Она теряет терпение — отнюдь не помогает то, что Джек лежит в
мокрых от пота, теплых простынях ее постели, словно он все еще ее
любовник и имеет какое-то право быть тут.
— Ну и что? — говорит она. — В наши дни везде есть что-то
сомнительное. Я не могу жить жизнью Ахмада и не могу жить твоей
жизнью. Я хочу тебе добра, Джек, право, хочу. Ты — милый,
печальный мужчина. Но если ты станешь мне звонить или явишься
после того, как сегодня уйдешь отсюда, это будет рассмотрено как
преследование.
— Эй, не надо так, — говорит он убитым тоном, жаждая лишь,
чтобы все вернулось, как было час назад, когда она встретила его, не
закрыв даже двери, влажным поцелуем, отозвавшимся у обоих внизу, в
паху. Ему нравилось иметь женщину на стороне. Ему нравился ее
багаж: то, что она — мать, что она — художница, что она —
помощница медсестры, снисходительно относящаяся к телу других
людей.
Она вылезает из постели, пахнущей ими обоими.

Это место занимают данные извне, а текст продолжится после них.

PR #616, opened 2023-05-16
[Parameters] Avoid deprecation warnings."

destogl:
Maybe not suitable since ABI breaking…


bmagyar (approved):
IMO this should be fine. Controllers are not really intended to be inherited, even though it happens from time to time.

Issue #642, opened 2023-06-02
[rqt jtc] fails to receive state since new jtc ctrl msgs


gwalck:
**Describe the bug**

following https://github.com/ros-controls/ros2_controllers/pull/557 jtc is not working anymore to read feedback, and failed at sending commands

```
KeyError: 'position'
Traceback (most recent call last):
  File "~/workspaces/ws/build/rqt_joint_trajectory_controller/rqt_joint_trajectory_controller/joint_trajectory_controller.py", line 423, in _update_cmd_cb
    pos = self._joint_pos[name]["position"]
```

**Expected behavior**
RQT JTC should get its information from the new "controller_state" topic in the new JTC message.

**Environment (please complete the following information):**
 - OS: ubuntu 22.04
 - Version master of ros2_controllers against rolling

A PR is ready. standby

bmagyar:
Ah thank you! I started looking into reproducing this a few days ago

bmagyar:
Do we also have this issue in humble?

gwalck:
@bmagyar  if jtc new control messages were ported back to humble, maybe, I did not test.

gwalck:
as far as I can see when looking at code in humble and testing a modified rrbot launch file to start a jtc instead of the forward controller on humble branch of `ros2_control_demos`
```
ros2 launch ros2_control_demo_example_1 rrbot.launch.py
```
the jtc controller of humble is publishing to both topics (state and controller_state) with a message containing both old and new structures, so the RQT JTC in humble is fine with it (well the rrbot has no joint limits I had to add some to get he RQT JTC to accept display the sliders).

destogl:
We could also update `humble` but this could also confuse people...

destogl:
Maybe to add a note that RQT plugin is using only new topic because we want people using humble to transition to the new one

gwalck:
What I understood is that humble was supposed to handle both, so we should not break RQT_JTC there. But now RQT_JTC is broken in rolling because in rolling there is only one topic accepted and one type of msg accepted.

destogl:
@mpollayil this looks like a different issue. Can you give us more informations about your setup?

What are you using from binaries, what are you using from source. This might points us to know what is happening.

mpollayil:
Hi Denis,

thanks for your prompt reply.

> @mpollayil this looks like a different issue. Can you give us more informations about your setup?

Would you like me to open a separate thread for this?
 
[...]

PR #643, opened 2023-06-02
Adapted rqt_jtc to newest control_msgs for jtc

gwalck:
solves #642


destogl (approved):
Thanks this looks good!

bmagyar (approved):
Not only looks good but I found the same issue last week and also tested this against my old setup. Thanks!

PR #664, opened 2023-06-12
Fix controllers index

christophfroehlich:
Sorry, there was a remnant of the merge conflict by #661


bmagyar (approved):
I wonder how many times we all fixed those by now and broke it again in unexpected ways :)

christophfroehlich:
maybe we can add a CI job for the docs in the main repos? ;)

destogl:
> maybe we can add a CI job for the docs in the main repos? ;)

We probably should...

destogl:
We can actually use external workflows if we convert one for the checks of the documentation into reusable workflow.

PR #667, opened 2023-06-13
Add -Wconversion flag to protect future developments

gwalck:
Same reasons as https://github.com/ros-controls/ros2_control/pull/1053

explicitly catching errors of time being zero in `forward_command_controller`.
I think there might be an ABI breaking in JTC with one argument changed from `int` to `size_t`. I did not know what to do there, and went for ABI breaking but I could also make it a `static_cast` if preferred.

### DIFF
--- a/tricycle_controller/src/tricycle_controller.cpp
+++ b/tricycle_controller/src/tricycle_controller.cpp
@@ -67,7 +67,7 @@ CallbackReturn TricycleController::on_init()
     auto_declare<bool>("enable_odom_tf", odom_params_.enable_odom_tf);
     auto_declare<bool>("odom_only_twist", odom_params_.odom_only_twist);
 
-    auto_declare<int>("cmd_vel_timeout", cmd_vel_timeout_.count());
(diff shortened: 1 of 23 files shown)


tricycle_controller/src/tricycle_controller.cpp
```diff
@@ -244,8 +244,8 @@ controller_interface::return_type TricycleController::update(
     auto & realtime_ackermann_command = realtime_ackermann_command_publisher_->msg_;
     // speed in AckermannDrive is defined desired forward speed (m/s) but we use it here as wheel
     // speed (rad/s)
-    realtime_ackermann_command.speed = Ws_write;
-    realtime_ackermann_command.steering_angle = alpha_write;
+    realtime_ackermann_command.speed = static_cast<float>(Ws_write);
```
bmagyar, line 247: this is ok but I'm tempted to say we should change the messages to use float64 here: https://github.com/ros-drivers/ackermann_msgs/blob/ros2/msg/AckermannDrive.msg

next time...

christophfroehlich:
@mergifyio backport humble iron

Issue #673, opened 2023-06-16
[JTC] Jerky motion with Franka Emika Panda - Effort interface


tingelst:
**Describe the bug**
I have a Franka Emika Panda setup working with Humble. With the original `joint_effort_trajectory_controller` I get smooth motions in MoveIt and when using `rqt_joint_trajectory_controller`. However, when using the `joint_trajectory_controller` here on the `humble` branch I get jerky motions.

**To Reproduce**
1. Run this PR on your system: https://github.com/frankaemika/franka_ros2/pull/10
2. Start MoveIt or `rqt_joint_trajectory_controller` and move the robot
3. Robot moves with jerky motions

**Expected behavior**
The robot should move smoothly.

**Environment (please complete the following information):**
 - OS: Ubuntu 22.04
 - Version: Humble

tingelst:
Seems like I am not the only one having this issue: https://github.com/frankaemika/franka_ros2/pull/10#issuecomment-1594526860

tingelst:
Thank you, @JafarAbdi!  I can confirm that I got the expected behavior, that is, the robot motion smooth, when I checked out the parent commit: https://github.com/ros-controls/ros2_controllers/commit/ce0aeb29e8b42a030248c95a6ee3ec0e99c5e80b. I will continue testing tomorrow.

tingelst:
@JafarAbdi, I have found the source of the jerky/wobbly motion. The bug was introduced in https://github.com/ros-controls/ros2_controllers/commit/ce0aeb29e8b42a030248c95a6ee3ec0e99c5e80b as you expected. The velocity error term is not computed when using an effort command interface, only for velocity command interfaces. This can be fixed by changing [this line](https://github.com/ros-controls/ros2_controllers/blob/6c979091a7e6477963226765a23ecadd33a70d3a/joint_trajectory_controller/src/joint_trajectory_controller.cpp#LL136C9-L136C38) from
```cpp
    if (has_velocity_state_interface_ && has_velocity_command_interface_)
```
to
```cpp
    if (has_velocity_state_interface_ && (has_velocity_command_interface_ || has_effort_command_interface_))
```

I'll submit at PR for this.

I also have a problem with non-zero effort commands commanded after execution as mentioned in issue https://github.com/ros-controls/ros2_controllers/issues/671#issue-1757801230, but I'll take that discussion there.

JafarAbdi:
@tingelst This should be closed since the bug is fixed in the main branch, right?

[...]

PR #679, opened 2023-06-20
Compute velocity errors when using an effort command interface

tingelst:
This PR is in reference to the discussion in issue https://github.com/ros-controls/ros2_controllers/issues/673#issue-1760444492. The changes in https://github.com/ros-controls/ros2_controllers/commit/8e6697b introduced a bug in that the velocity error terms was not computed when using an effort command interface, resulting in a wobbly/jerky motion. This PR fixes this issue.


bmagyar:
Do you have a good idea for adding a test for this? To avoid making this mistake in the future

christophfroehlich (commented):
I think this is fine. But I'm not sure if #491 really introduced this, the velocity error wasn't calculated before with effort command interface?

tingelst:
The velocity error was calculated before, but it was done directly in the `computeCommand` as seen [here](https://github.com/ros-controls/ros2_controllers/pull/491/commits/54509970861c86f413959f92d1a2da49adc0bd94#diff-8dd2135dc1f4abe6382cc7671ef9ce939196b2d8adf18ac3a77b5c0fddf1a25fL247).

christophfroehlich:
> The velocity error was calculated before, but it was done directly in the `computeCommand` as seen [here](https://github.com/ros-controls/ros2_controllers/pull/491/commits/54509970861c86f413959f92d1a2da49adc0bd94#diff-8dd2135dc1f4abe6382cc7671ef9ce939196b2d8adf18ac3a77b5c0fddf1a25fL247).

I see, sorry. I thought I removed the redundant difference calculation only, but hadn't had the effort interface in mind.

christophfroehlich:
I've written a test and made the PR #690 against _jtc-features_ branch, where the effort tests are active already. It failed before I cherry-picked the commit from this PR. Let the maintainers decide if we merge the test directly to _master_ or wait for _jtc-features_ to be merged.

— Не цепляйся, Джек, — говорит она ему, став так, что он не
может до нее достать. С опаской она быстро наклоняется, чтобы
поднять сброшенную одежду. Тон ее становится нравоучительным,
крикливым. — Не будь пиявкой. Держу пари, ты присосался как
пиявка и к Бет. Высасываешь, высасываешь всю жизнь из женщины,
втягиваешь ее в свою жалость к себе. Ничего нет удивительного, что
она столько ест. Я дала тебе, Джек, сколько могла, и должна двигаться
дальше. Пожалуйста. Не осложняй все для меня.
Он начинает обижаться и возмущаться тоном, каким выговаривает
ему эта сучка.
— Я просто поверить не могу, что такое происходит безо всякой
причины, — говорит Джек. Он слишком размяк, слишком взмок и
чувствует себя слишком вялым, чтобы вылезти из постели;
употребленный ею образ пиявки поразил его. Может быть, она права:
он лишь обременяет мир. Увиливает. — Давай дадим себе немного
времени, чтобы все обдумать, — говорит он. — Я позвоню тебе через
неделю.
— Не смей.
Этот повелительный тон вызывает у него раздражение — он резко
выпаливает:
— Какая же у тебя для этого причина? Я что-то пропустил.
— Ты же преподаешь в школе — значит, слышал об отсутствии
причины.
— Я — советчик, наставник.
— Ну так дай себе совет. Очисти территорию.
— А если я избавлюсь от Бет, что произойдет тогда?
— Не знаю. Скорее всего — ничего особенного. Да и как ты от
нее избавишься?
В самом деле — как? На Терри снова бюстгальтер, и она со
злостью натягивает джинсы — его инертность и оголенность выглядят
все более позорно и жалко. Он говорит:
— О’кей. Сказано достаточно. Извини, что я был таким
тугодумом. — Но он по-прежнему продолжает лежать. В памяти вдруг
возникает мелодия из далекого прошлого, когда центр города был
испещрен маркизами кино, каскадирующая, скользящая мелодия. Он
напевает ее финал: — Дин-дин-дит-да-дат-даа.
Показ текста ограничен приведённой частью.